Sojourners, May-June 1999



Not long ago, my loving mother played an old cassette tape for some friends of mine, exposing one of my best-kept childhood secrets: I was once a 6-year-old evangelist wannabe.

I was Southern Baptist when I was little, with the accent to prove it. My father’s tape recorder served as both devoted congregation and patient baby-sitter. For two whole sides of that tape, I sang, I clapped, I gave my theological interpretation of Romans 6:23. I seemed to have a grasp on sin. But I knew about faith, too, changing the verse to call Jesus “my” Lord instead of “our” Lord. Apparently, I hadn’t yet found any scripture references to sharing.

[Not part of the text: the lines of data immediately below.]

Issue #1062, opened 2015-05-08
Vehicle damage work items


jaynus:
Vehicle damage is coming to fruition in extP3dParser branch. This ticket is to log work items needed for VD

- [x] Code Framework
   - [x] model/vehicle/instance framework
   - [x] background threaded initialization
   - [x] dispatching and messaging arma<->ext
   - [x] SQF result work items
- [x] Model Reading
   - [x] p3d parsing
   - [x] pbo searching/in-game vehicle:model association, registration and loading
   - [x] Animation handling for vehicle state (@noubernou)
- [x] 3d physics world initiation and management
    - [x] model positional transformations (bullet, all models in same world)
- [x] Extension framework and dispatching
- [ ] penetration methods @esteldunedain 
   - [ ] long rod equations
   - [ ] missile two-stage penetration
   - [ ] bullet/shell (conical) round penetration
   - [ ] malformed fragment penetration
   - [ ] HEAT round penetration
- [ ] damage @jaynus
   - [x] vehicle-based damage logging and compounding
   - [x] damage types->hitpoint mappings
   - [ ] damage effects WIP
- [ ] crew kills
- [ ] extended ACE hitpoint definitions 
- [ ] lots of documentation and optionals compat

- [x] Optimization work items
   - [x] bullet-model optimizations
   - [x] GPU offloading vector math
   - [x] animations
   - [x] async dispatching framework

Bummeri:
Just out of curiosity, Why isnt the [RAM](http://forums.bistudio.com/showthread.php?171586-Real-Armor-Mod) vehicle damage system an acceptable way of doing things ?

esteldunedain:
> Just out of curiosity, Why isnt the RAM vehicle damage system an acceptable way of doing things ?

AFAIK the main issue with RAM's approach is that it requires vehicles models to be setup in an specific way, thus being incompatible with most vehicles currently out there. The second issue is that it requires changing projectile properties, which creates compatibility issues too.

jaynus:
work items updated.

john681611:
Is this a dead Milestone Its over a year since any development seems to have been done.

PR #5694, opened 2017-10-27
Extensions: Removed/disable unused stuff

dedmen:
Disabled unused remnants of #1062
C++17 compat by removing stuff that was deprecated in C++14

Buildtime with my changes is 9 seconds and total size of all dlls 1.088.512 Bytes
Before it was 44 seconds and output of 1.093.632 Bytes

This will be required for my upcoming Intercept Plugins because they need C++17 and C++17 doesn't support the stuff that was deprecated in C++14. 

The deprecated stuff is the ptr_fun stuff btw. That was just replaced by 2 lambdas which btw are also more performant than the ptr fun stuff.


dedmen:
@ruthberg for test compile and review if there is anything to review
@jonpas

jonpas:
Looks good to me if it compiles.

PR #5699, opened 2017-10-28
(spectator) unhide/unmute unit on exiting

Cuel:
- unmute/unhide player when exiting spectator

previously doing `[true] call ace_spectator_fnc_setSpectator` and then `[false] call ace_spectator_fnc_setSpectator` would result in a hidden player

I'm not entirely sure this is the best way. What if the player is dead when exiting?


SilentSpike:
Good catch 👍 You should be using the `_hidden` variable though

PR #5702, opened 2017-10-28
Scopes - UI improvement

ulteq:
| Before  | After |
| before1wk9i | after7mjid |

### DIFF
--- a/addons/scopes/stringtable.xml
+++ b/addons/scopes/stringtable.xml
@@ -210,6 +210,14 @@
             <Chinesesimp>在不同高度上会有不同的大气压力</Chinesesimp>
             <Chinese>在不同高度上會有不同的大氣壓力</Chinese>
         </Key>
+        <Key ID="STR_ACE_Scopes_useLegacyUI_displayName">
+            <English>Use legacy UI</English>
+            <German>Vorheriges UI verwenden</German>
+        </Key>
+        <Key ID="STR_ACE_Scopes_useLegacyUI_description">
+            <English>Displays elevation and windage with signed numbers</English>
+            <German>Anzeige der Absehenverstellungen mit vorzeichenbehafteten Zahlen</German>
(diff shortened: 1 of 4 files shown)


PabstMirror:
Stringtables for the letters?

ulteq:
Right!

bux:
That's printed on the RL turrets?

ulteq:
Yes, it's very common that some kind of direction indicator is printed on the turret itself. Together with a little arrow.

Common letterings are, `UP`, `RIGHT`, `LEFT`, `R`, `L`.

ulteq:
But I don't know if we should translate them. At first I thought it's obvious that we should. But I'm not sure anymore.

Laid3acK:
French military SCROME scopes have an `H` (up), `B` (down), `G` (left) and `D` (right) on the turrets:
http://www.scrome.com/assets/templates/flexibility/pdf/Scrome_Marksman_Scope_LTE_Datasheet_GB.pdf

Russian scopes have also their own Cyrillic indications.

ulteq:
I will add string table entries for all four directions.

ulteq:
Should we optionally offer the old "signed" version?

addons/scopes/stringtable.xml
```diff
@@ -365,5 +365,25 @@
             <Chinesesimp>此模块可为高倍率瞄准镜新增归零风偏，距离用的调整纽。</Chinesesimp>
             <Chinese>此模塊可為高倍率瞄準鏡新增歸零風偏，距離用的調整紐。</Chinese>
         </Key>
+        <Key ID="STR_ACE_Scopes_DisplayAdjustmentUp">
```
bux: There seems something wrong with the translations.
https://github.com/acemod/ACE3/pull/5702#issuecomment-340248564

PR #5711, opened 2017-10-30
Ballistics - 7.62x54R muzzle velocity correction

ulteq:
* Closes: https://github.com/acemod/ACE3/pull/5470
* Reference: https://github.com/acemod/ACE3/files/1272583/mousin.barrel.experiment.pdf

@kOepi123, thanks for discovering the issue.


kOepi123:
(y)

Once I recovered from my embarrassment, I listened to the tape intently, surprised, trying to remember that little girl with the huge conviction. Lately my faith resembled a dried mudpie left in the sun too long: misshapen and lumpy, full of cracks and crumbling away at the edges. That’s about the time I heard lyrics by Leonard Cohen: “There is a crack in everything/That’s how the light gets in.” I wanted to believe him.

Then I found Anne Lamott, a writer who calls that lyric one of her favorite theological lines ever written. This is a woman who knows cracks and who will tell you about them. …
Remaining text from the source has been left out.